§ WHAT THE TASK ASKS: Please state how many lines in the records below contain the word "amazing"; the answer should be a number and nothing else.

§ MATERIAL PROVIDED:
PR #182, opened 2022-03-04
Implement Deref for wrapper types

### LINKED ISSUE #168: More property/member consistency
Right now, there are some members that shouldn't be public, as they should be protected against mutation; e.g. `Map::width/height/tile_width`. These should be changed to properties.

aleokdev:
An experiment. Exposes data types but implements `Deref<Target=TData>` for wrapper types, leaving practically the same interface but also allowing the user to also use data types in more performance-critical parts.

Closes #168.


src/objects.rs
```diff
@@ -28,92 +28,42 @@ pub enum ObjectShape {
...
-        self.name.as_ref()
-    }
-
-    /// The type of the object, which is arbitrary and set by the user.
-    #[inline]
-    pub fn obj_type(&self) -> &str {
-        self.obj_type.as_ref()
-    }
-
+    pub name: String,    /// The type of the object, which is arbitrary and set by the user.
```
bjorn, line 34: Missing newline before comment.

src/layers/tile/infinite.rs
```diff
@@ -9,6 +9,7 @@ use crate::{
 
 use super::util::parse_data_line;
 
+/// The raw data of a [`InfiniteTileLayer`]. Does not include a reference to its parent [`Map`](crate::Map).
```
bjorn, line 12: Does it make sense to say something about the parent here? It sounds more suitable as documentation for `TileLayerData` to me.

src/layers/tile/finite.rs
```diff
@@ -7,6 +7,7 @@ use crate::{
 
 use super::util::parse_data_line;
 
+/// The raw data of a [`FiniteTileLayer`]. Does not include a reference to its parent [`Map`](crate::Map).
```
bjorn, line 10: Same here, the section about the parent is probably only relevant for `TileLayerData`.

bjorn (commented):
Just some comments.

bjorn:
And just to add, my first impression of this change is very good. I love that we can get rid of all those getters again!

src/layers/tile/finite.rs
aleokdev: It's relevant to all map wrapped objects; they all have the same docs but with different type references

bjorn: Ah, right.

aleokdev:
Note: Getters have stayed for members whose state has some kind of runtime guarantee (e.g. Object ID must be local within map) or  rely on the state of another object (e.g. tile layer width/height depend on the size of the tiles vector and vice-versa)

aleokdev:
CI is broken again. Same error as when I added the SFML example, it's using some old version of the crate instead of the PR one for some reason. Sigh.

aleokdev:
It doesn't even try to build it for some reason...

aleokdev:
Apparently it needed the branch to be merged with master.

src/util.rs
```diff
@@ -74,6 +74,14 @@ macro_rules! map_wrapper {
                 self.map
             }
         }
+
+        impl<'map> std::ops::Deref for $name<'map> {
+            type Target = $data_ty;
+
+            fn deref(&self) -> &'map Self::Target {
```
bjorn, line 81: Should this thing be `#[inline]`?

src/layers/object.rs
```diff
@@ -12,7 +12,8 @@ use crate::{
 #[derive(Debug, PartialEq, Clone)]
 pub struct ObjectLayerData {
     /// The objects present in this layer.
-    pub objects: Vec<ObjectData>,
+    // TODO: read-only property
```
bjorn, line 15: So this TODO is for a follow-up change?

src/objects.rs
```diff
@@ -27,10 +27,8 @@ pub enum ObjectShape {
 /// Also see the [TMX docs](https://doc.mapeditor.org/en/stable/reference/tmx-map-format/#tmx-object).
 #[derive(Debug, PartialEq, Clone)]
 pub struct ObjectData {
-    /// ID of the object, which is unique per map since Tiled 0.11.
-    ///
-    /// On older versions this value is defaulted to 0.
-    pub id: u32,
+    id: u32,
+    // TODO: make public, differ somewhat from get_tile
```
bjorn, line 31: Why not make it public in this change? Is it more involved?

bjorn (approved):
Approved, but had some comments.

src/util.rs
aleokdev: Oops yeah, definitely

src/objects.rs
aleokdev: Whether it is public or not depends on if we should check for ID uniqueness and fail if there are duplicates.

bjorn: I think it's fine to have `id` private, but this comment is about `tile`.

aleokdev: Oh. Yeah, forgot to make it public. The issue is the name, should rename it to tile_data or something.

src/layers/tile/mod.rs
```diff
@@ -176,7 +163,7 @@ impl<'map> TileLayer<'map> {
     }
 
     /// Obtains the tile present at the position given.
-    /// 
+    ///
```
aleokdev, line 166: Unrelated change

src/layers/tile/finite.rs
```diff
@@ -67,23 +80,11 @@ map_wrapper!(
 
 impl<'map> FiniteTileLayer<'map> {
     /// Obtains the tile present at the position given.
-    /// 
+    ///
```
aleokdev, line 83: Unrelated change

src/layers/tile/mod.rs
```diff
@@ -17,19 +17,39 @@ pub use infinite::*;
...
+    /// Use [`LayerTile::get_tile`] if you want to obtain the [`Tile`] that this layer tile is
+    /// referencing.
+    #[inline]
+    pub fn tileset_index(&self) -> usize {
+        self.tileset_index
+    }
+
+    /// Get the layer tile's local id within its parent tileset.
+    #[inline]
+    pub fn id(&self) -> u32 {
```
aleokdev, line 49: Add guarantees

src/layers/object.rs
aleokdev: No, will do later, forgot to impl it

src/layers/object.rs
```diff
@@ -45,6 +44,13 @@ impl ObjectLayerData {
         });
         Ok((ObjectLayerData { objects, colour: c }, properties))
     }
+
+    /// Returns the data belonging to the objects contained within the layer, in no particular
+    /// order.
```
bjorn, line 49: Why would this be "in no particular order", whereas `objects()` will iterate "in the order they were declared in the TMX file"? The order is the same, right?

The order in the TMX file is relevant, btw. It is the rendering order, for objects layers with `draworder` set to `index`, and it can then be manually controlled in Tiled. But I'm not sure how much of this needs to be documented here.

bjorn (approved):
Approved, but might want to tweak the docs for `objects`.

bjorn:
Pretty amazing that the build check even detects errors in commented example code.

aleokdev:
> Pretty amazing that the build check even detects errors in commented example code.

That's because it's not a comment, it's a doctest, and it gets compiled (and executed) when `cargo test` is run.

bjorn (approved):

bjorn:
> That's because it's not a comment, it's a doctest, and it gets compiled (and executed) when `cargo test` is run.

It looks like some code example in a comment though. How does it become a doctest? Are all code blocks in documentation comments doctests?

aleokdev:
> It looks like some code example in a comment though. How does it become a doctest? Are all code blocks in documentation comments doctests?

Lines starting with `///` (or blocks starting with `/**` aren't comments; They are actually converted to `#[doc = "..."]` attributes. This is how cargo can detect docs when generating them. Code in doc attributes is compiled and executed exactly like tests. Here's more info: https://doc.rust-lang.org/rustdoc/the-doc-attribute.html

Issue #183, opened 2022-03-04
Follow RFC 356


aleokdev:
Avoid redundant prefixes: Most notably, in `TiledError`. See https://github.com/rust-lang/rfcs/pull/356

aleokdev:
https://rust-lang.github.io/api-guidelines/interoperability.html

aleokdev:
[Rust API Guidelines](https://rust-lang.github.io/api-guidelines/about.html) to follow for the 1.0.0 release:

# Naming
- [ ] C-CASE
- [ ] C-CONV
- [ ] C-GETTER
- [ ] C-ITER
- [ ] C-ITER-TY
- [ ] C-FEATURE
- [ ] C-WORD-ORDER

# Interoperability
- [ ] C-COMMON-TRAITS
- [ ] C-CONV-TRAITS
- [ ] C-COLLECT
- [ ] C-SERDE
- [ ] C-SEND-SYNC
- [ ] C-GOOD-ERR
- [ ] C-NUM-FMT
- [ ] C-RW-VALUE

# Macros
None in public interface.

# Documentation
- [ ] C-CRATE-DOC
- [ ] C-EXAMPLE
- [ ] C-QUESTION-MARK
- [ ] C-FAILURE
- [ ] C-LINK
- [ ] C-METADATA
- [ ] C-RELNOTES
- [ ] C-HIDDEN

# Predictability
- [ ] C-SMART-PTR
- [ ] C-CONV-SPECIFIC
- [ ] C-METHOD
- [ ] C-NO-OUT
- [ ] C-OVERLOAD
- [ ] C-DEREF
- [ ] C-CTOR

# Flexibility
- [ ] C-INTERMEDIATE
- [ ] C-CALLER-CONTROL
- [ ] C-GENERIC
- [ ] C-OBJECT

# Type safety
- [ ] C-NEWTYPE
- [ ] C-CUSTOM-TYPE
- [ ] C-BITFLAG
- [ ] C-BUILDER

# Dependability
- [ ] C-VALIDATE
- [ ] C-DTOR-FAIL
- [ ] C-DTOR-BLOCK

# Debuggability
- [ ] C-DEBUG
- [ ] C-DEBUG-NONEMPTY

# Future proofing
- [ ] C-SEALED
- [ ] C-STRUCT-PRIVATE
- [ ] C-NEWTYPE-HIDE
- [ ] C-STRUCT-BOUNDS

# Necessities
- [ ] C-STABLE
[...]

PR #185, opened 2022-03-05
Rename `TiledError` to `Error` + Add `Result` type

aleokdev:
Renames `TiledError` to `Error`, following https://github.com/rust-lang/rfcs/pull/356. Also adds a result type.

Part of #183.


src/error.rs
```diff
@@ -51,56 +51,59 @@ pub enum TiledError {
     },
 }
 
-impl fmt::Display for TiledError {
-    fn fmt(&self, fmt: &mut fmt::Formatter<'_>) -> Result<(), fmt::Error> {
+/// A result with an error variant of [`TiledError`].
```
bjorn, line 54:
```suggestion
/// A result with an error variant of [`tiled::error::Error`].
```

bjorn (approved):
Nice cleanup!

bjorn (approved):

PR #197, opened 2025-06-13
update: docname of the IETF RFC in the markdown format

MahdiBaghbani:


glpatcern (approved):
Yes, I had this in my local branch :) didn't commit it because the submission didn't seem to have worked. Will look at it again next week.

PR #200, opened 2025-06-16
Changed definition of public key id to follow Nextcloud

glpatcern:
While checking the [discovery endpoint at Nextcloud](https://cloud.nextcloud.com/ocm-provider) for other purposes, I realized that they expose the public key id as `keyId`, not just `id`.

Since this is a relatively new entry in the discovery payload, and given that we are not aware of any other implementation that exposes it, I propose to change the standard to reflect the Nextcloud implementation. Yes, we are making a favor to Nextcloud!


glpatcern:
@ArtificialOwl this is for you ;-)

mickenordin (approved):
Sounds reasonable

PR #202, opened 2025-06-22
Rephrased headers of all endpoints to improve consistency

glpatcern:
This is mostly in preparation of the IETF presentation: we realized that the summary and description had a different style for each endpoint, mostly due to "history". This PR attempts to re-harmonize them and improve consistency.


mickenordin (approved):
Lgtm

PR #209, opened 2025-07-17
Use RFC link for httpsig

### LINKED ISSUE #205: Add a normative link to the httpsig RFC
I think when we say 'httpsig' in our internet draft, what we are referring to is [RFC 9421](https://datatracker.ietf.org/doc/rfc9421/) right?
We should probably add a normative link to it

glpatcern:


mickenordin (approved):
LGTM

MahdiBaghbani (approved):

KrausMatthias:
Hi @glpatcern 

rfc9421 uses 
* "Content-Digest" instead of "Digest", as header name of the digest, 
* "(request-target)" is now "@request-target"
* @authority might be used instead of host

maybe those should be adopted at https://github.com/cs3org/OCM-API/blob/develop/IETF-RFC.md?plain=1#L1017 for consistency?

glpatcern:
> maybe those should be adopted at https://github.com/cs3org/OCM-API/blob/develop/IETF-RFC.md?plain=1#L1017 for consistency?

Hi @KrausMatthias, thanks for raising that, we should indeed fix the example.

PR #215, opened 2025-07-20
Use correct BCP 14 boiler plate

mickenordin:
This is the correct format according to: https://www.rfc-editor.org/rfc/rfc8174.txt

Currently the author tools gives us a warning about this.


glpatcern (approved):
I see you're already active in taking benefit from the ongoing IETF 123!

PR #220, opened 2025-07-21
Try to add line breaks at 72 char and add stream

mickenordin:
Try to fix some of the linting issues


glpatcern (approved):
The only drawback is that the git history got almost wiped... :'-)

MahdiBaghbani:
@glpatcern yes, as if it's a completely a new file 🆕

MahdiBaghbani (approved):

§ RESULT BELOW: 2